事実はそうではないだろう。自分の見解が正しいと確信しながら先頭を切って発言したもの、それに従うもの、ちょっとした違和感を持ちながら言い出せなかったもの、これは違うと思いながら非難や実害を恐れて口先だけ合わせたり傍観していたもの、そういう連鎖の中でひとつの出来事は偏った見方だけが正解かのように広がっていく。どこの組織でも、どんな人の集まりでも、だれだって巻き込まれたり犯しうるような単純な人の行動原理が大きな渦となって巡り、被害者や加害者、そして正義の衣をまとった暴力を生む。その中で、ときどきの役割をそれぞれの立場の人が演じることになる。

そこまで見渡したとき、ただ一人、まわりから何を言われようが、自分の本が売れなくなる危険があろうが、自分の違和感を表明し続けた吉本隆明の存在に目がいく。激流の中でそんな人が一人でも当時の日本にいたことをありがたいと思うし、敬意を払いたいと思う。とはいえ、吉本の意見が正しいのかどうか、それは自分の目で確かめてから結論をくださなければならない。
というより、幸いにして?、吉本は自身でそれぞれの事件について本腰を入れて執筆することはなかった。1990年中盤と言えば、「母系論」(1995)、「アフリカ的段階について」(1997)、「アジア的ということ」(2002)などを出していく時期で、年齢も70を過ぎていたから、残りの人生で果たせる仕事を考えると、本心はそちらに注力していたかったのだと思われる。事件に関してはほとんどインタビュー形式のもの、あるいは雑誌への短い寄稿文という形なのも、そのせいだろう。

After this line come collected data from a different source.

Issue #1037, opened 2021-06-09
Move expressions to RHS during lowering


akashkgarg:
I noticed this when creating a simple NonlinearProblem (see https://github.com/SciML/DiffEqOperators.jl/pull/400#issuecomment-858036932): 
```julia
    eqs = [a ~ 1,
           a + c - 2*b ~ 0,
           b + d - 2*c ~ 0,
           d ~ 1]
```

It turns out that this produces an invalid generated function. The equations need to be setup like this: 
```julia
    eqs = [0 ~ a - 1,
           0 ~ a + c - 2*b,
           0 ~ b + d - 2*c,
           0 ~ d - 1]
```

Automatically moving everything over to the RHS should happen during lowering as suggested by Chris here: https://github.com/SciML/DiffEqOperators.jl/pull/400#issuecomment-858039286

asprionj:
Also noticed during development of the intro example that
```julia
@named fol_separate = ODESystem([ τ*D(x) ~ 1-x ])
```
does not work; throws:
```
ERROR: MethodError: isequal(::Sym{Real, Base.ImmutableDict{DataType, Any}}, ::Missing) is ambiguous. [...]
```

So I changed it to `D(x) ~ (1-x)/τ`, but isn't one advantage of using a symbolic framework not needing to manually do such rearrangements?

ChrisRackauckas:
Yeah, we just haven't done this one. The first one is absurdly simple and just an oversight. The latter one has an interaction with tearing that needs to be a bit careful.

YingboMa:
I don't why the first case is an oversight. It's not clear to me on why that's a problem. What do you need to do?

YingboMa:
I see. We can move everything over to the RHS during construction time for NonlinearSystems.

PR #1163, opened 2021-08-04
automatically put nonlinear systems in canonical form

ChrisRackauckas:
Fixes https://github.com/SciML/ModelingToolkit.jl/issues/1037

### DIFF
--- a/src/systems/nonlinear/nonlinearsystem.jl
+++ b/src/systems/nonlinear/nonlinearsystem.jl
@@ -66,7 +66,7 @@ function NonlinearSystem(eqs, states, ps;
                          connection_type=nothing,
                          )
     # Move things over, but do not touch array expressions
-    eqs = eqs isa Vector{Equation} ? [0 ~ x.rhs - x.lhs : x for x in eqs] : eqs
+    eqs = eqs isa Vector{Equation} ? [0 ~ x.rhs - x.lhs for x in eqs] : eqs
 
     if !(isempty(default_u0) && isempty(default_p))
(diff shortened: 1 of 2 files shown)


ChrisRackauckas:
Unrelated CI error @YingboMa ?

src/systems/nonlinear/nonlinearsystem.jl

2つの事件で何が起こっていたのか、そして「戦争論」を巡る言説。結局のところ、それをよくよく見ていくよりほかになく、地道にそれらを追いかけることが、ぼくに何が起こっていたのかを読み解くことなのだろう。そしてそれは、80年、90年の日本に何が起こっていたのか、現代の日本に何が起こっているのかにまで届くのではないかと思う。

もう少しまとまってから、一気に書いていこうと思っていたけれど、思いがけず朝のニュースに接して、こうして今思っていることを書き留めておく。